= Muriel Langford =

British/Australian missionary and community worker (1913–2003)

Muriel Langford (1913 – 9 January 2003) was a British/Australian missionary and community worker for the Australian Aboriginal community in Queensland.

== Early life ==
Muriel Elsie Webb (later Langford) was born in West Ham, Essex, England, in 1913. After the completion of high school she worked in a factory, in addition to training as a secretary. She attended Derby Road Methodist Church where she met Bernard Langford. They married in Essex in 1936. They were both Conscientious Objectors who struggled with discrimination during World War II. Langford saw an advertisement for hospital managers to volunteer in India and she and Bernard took up this role from 1944 to 1955, whilst rearing their own four children. While there Muriel gained fluency in Hindi, Telugu and French.

== Move to Australia ==
In 1955, the Langfords moved to Australia, where Bernard Langford served as an Anglican minister in Devonport, Tasmania. They moved to Queensland in 1957 and her husband became the Queensland Secretary for the Council of Churches. It was at this time she became aware of the work of Joyce Wilding who was establishing a hostel in Brisbane for Aboriginal people. Langford became involved with the work of QCAATSI in the late 1950s before becoming involved with the establishment of the One People of Australia League (OPAL) in 1961. Langford worked alongside Joyce Wilding, Kathie Cochrane, Oodgeroo Noonuccal, Rita Huggins, Sylvia Cairns and May McBride as they developed programs which provided networks of support for Indigenous families who had moved to Brisbane. OPAL programs included the development of homework classes, holiday camps, housing and job related support. In 1962, Wilding, Langford and Cairns helped to establish a hostel which was named OPAL House in South Brisbane, as a hostel for families who had moved to Brisbane for work but were unable to find housing.

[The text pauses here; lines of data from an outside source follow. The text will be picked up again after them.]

PR #872, opened 2021-08-20
Respect typemap in type promotion cases while parsing

### LINKED ISSUE #871: Keyword typemap has no effect
Observed behaviour:
```julia
julia> df = DataFrame(CSV.File("/home/jakob/Downloads/bnfilt.csv", typemap=Dict(Float64 => String)));

julia> typeof(df[:, "Prøve id"])
Vector{Float64} (alias for Array{Float64, 1})
```
I have verified this happens in CSV, not in DataFrames.
Unfortunately, any attempt of me to make a smaller example makes it work. I'm running with 1 thread in VSCode. Ref #797

quinnj:
Fixes #871. The issue here is that in our parsevalue! promotion logic,
we weren't considering whether the use may want to typemap a _promoted_
type to another type; in the original issue, a column started out as
detected as integer, then promoted to float, but the user wanted to
typemap any floats to strings. This fix just accounts for any
typemapping that may occur during promotion.

### DIFF
--- a/src/file.jl
+++ b/src/file.jl
@@ -833,6 +833,11 @@ function parsevalue!(::Type{type}, buf, pos, len, row, rowoffset, i, col, ctx)::
                 if type === Int8 || type === Int16 || type === Int32 || type === Int64 || type === Int128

As part of the activism going on for the 1967 referendum, Langford visited editors of newspapers, spoke on television and met with staff of government departments to lobby for greater support of the work of OPAL in breaking down barriers to education and training. In 1970, Langford and Wilding were successful in acquiring a former motel in the Brisbane suburb of Upper Mount Gravatt to provide a home for Aboriginal children. This housing complex was called the Joyce Wilding OPAL Home. Senator Neville Bonner, the then president of OPAL and his wife Heather were married from OPAL House in 1972. She helped lobby for the establishment of the Aboriginal and Islander Independent Community School in 1986.

Langford graduated with a BA from the University of Queensland in 1978, at age 65, in French and Anthropology and worked for the Queensland Canegrowers Council as an editor. She published a book with Malcom Thomis, Rocky point and the Heck Family : 100 years of sugar milling in south-east Queensland (1979). After a number of years of ill health, she died on 9 January 2003. She was survived by her children.

== Memberships ==
Langford was a member of the Religious Society of Friends, also known as the Quakers.